Em democracias frágeis, os desvios de conduta não surgem de forma acidental. Eles se alimentam do silêncio cúmplice. No Espírito Santo de 2025, esse silêncio institucional, político e social tem permitido a corrosão contínua da moralidade dentro das estruturas públicas, especialmente nos episódios que envolvem condutas sexuais inadequadas praticadas por agentes investidos de autoridade. Não se trata de casos isolados. São sinais de um ambiente que adoeceu.
Não é necessário que um grande escândalo envolvendo figuras do alto escalão estoure para que a gravidade da situação seja compreendida. O problema real está na naturalização de pequenas imoralidades praticadas por servidores, chefias intermediárias, vereadores do interior e agentes de segurança que se aproveitam do cargo para assediar, constranger e intimidar. A cada denúncia abafada, a cada sindicância interna conduzida para proteger reputações, a cada vítima orientada a não “criar problema”, o poder se distancia de sua função original e o Estado falha em sua missão básica de proteger quem é vulnerável.
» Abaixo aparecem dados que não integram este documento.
Issue #1222, opened 2020-05-25
AttributeError in retrieving passages for MS MARCO passage ranking


kelvin-jiang:
In the replication of the MS MARCO passage ranking experiment, we retrieve passages by running
```
python ./src/main/python/msmarco/retrieve.py --hits 1000 --threads 1 \
 --index indexes/msmarco-passage/lucene-index-msmarco --qid_queries collections/msmarco-passage/queries.dev.small.tsv \
 --output runs/run.msmarco-passage.dev.small.tsv
```

This leads to the following error:
```
Traceback (most recent call last):
  File "./src/main/python/msmarco/retrieve.py", line 58, in <module>
    hits = searcher.search(query.encode('utf8'), int(args.hits))
  File "/home/kelvin/.local/lib/python3.6/site-packages/pyserini/search/pysearch.py", line 99, in search
    return self.object.search(JString(q.encode('utf8')), k)
AttributeError: 'bytes' object has no attribute 'encode'
```

This error is also encountered in https://github.com/castorini/anserini/pull/1220.

lintool:
@kelvin-jiang thanks for reporting. yup, we're aware of this issue... the repo is in rapid flux right now due to EMNLP deadlines and TREC COVID runs. We'll return to this once things quiet down.

lintool:
I believe this has been closed by #1238 

@kelvin-jiang can you please confirm and then close issue?

kelvin-jiang:
Confirmed!

PR #1229, opened 2020-05-26
Replicated MS MARCO passage ranking, doc ranking, and doc2query (MS MARCO + CAR) experiments

kelvin-jiang:
Environment
OS: Ubuntu 18.04.1 LTS
Java: openjdk 11.0.7 2020-04-14
Python: 3.6.9

MS MARCO passage ranking experiment:
* Fixed a command where one of the file paths was missing `collections/` prefix

doc2query experiment:
* Updated all of the file paths to follow the new `collections/` and `indexes/` repo structure
* Got a different word count for `wc collections/msmarco-passage/pred-test_topk10.txt`: line count and character count were still the same, the MD5 checksum was the same, and the final eval results were the same, so I updated the `wc` output

I also updated the username (it's me) in a replication entry for robust04.


lintool:
Did you rename your GitHub account names? I think the release notes need to be updated as well? https://github.com/castorini/anserini/blob/master/docs/release-notes/release-notes-v0.9.3.md

Can you grep through and fix those instances?

kelvin-jiang:
Yeah, I did. I could fix those instances in the release notes, but it's a bit problematic cause my old commits are still attributed to my old username in Github (not sure why Github does that), so the tool that collects the repo's contributors will still pick up my old username in the future.

lintool:
That's fine, I can do the mapping by hand in the future... but whatever you prefer...

lintool:
Please recheck with my branch: https://github.com/castorini/anserini/pull/1238

kelvin-jiang:
Reran the MS MARCO passage ranking experiment on updated master and #1222 seems to be resolved now.

kelvin-jiang:
Both files should be checked in already?

lintool:
oops, didn't notice all the way at the end...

Existe um denominador comum nessas situações. A cultura do cargo. O vício institucional de transformar funções temporárias em feudos pessoais. Quando a política, seja municipal ou estadual, permite que vícios se acumulem nos bastidores, cria um ambiente perfeito para abusos. Servidoras são intimidadas, mulheres são coagidas e profissionais jovens se tornam dependentes de superiores que usam a máquina pública como moeda moral e sexual.
O aspecto mais vergonhoso está na postura de muitos gestores públicos que recorrem ao discurso fácil da defesa de valores cristãos, da família e da moralidade, mas se mostram incapazes de enfrentar com firmeza episódios de assédio dentro de suas próprias administrações. A ética virou ferramenta de marketing. A decência foi reduzida a slogan. A dignidade, que deveria ser o fundamento do serviço público, se tornou detalhe dispensável.
Não se trata de exagerar casos. Trata-se de não esconder o que está diante dos olhos. Há um buraco moral evidente em parte da estrutura pública capixaba. Ele se aprofunda sempre que prefeitos, vereadores, secretários e chefes de repartição tratam denúncias de assédio sexual como mal-entendidos ou tentativas de “politização”.
Poder sem controle se transforma em abuso.
Abuso sem punição se transforma em cultura.
Cultura sem resistência se transforma em tragédia pública.
O Espírito Santo precisa romper essa lógica. Precisa de gestores que enfrentem e não abafem. De corregedorias que protejam vítimas e não reputações. De políticos que compreendam que moralidade pública não é peça decorativa para campanhas. É regra estrutural.
Enquanto essa mudança não acontecer, os monstros seguirão crescendo nos corredores, protegidos por portas fechadas e alimentados pelo silêncio daqueles que deveriam combatê-los.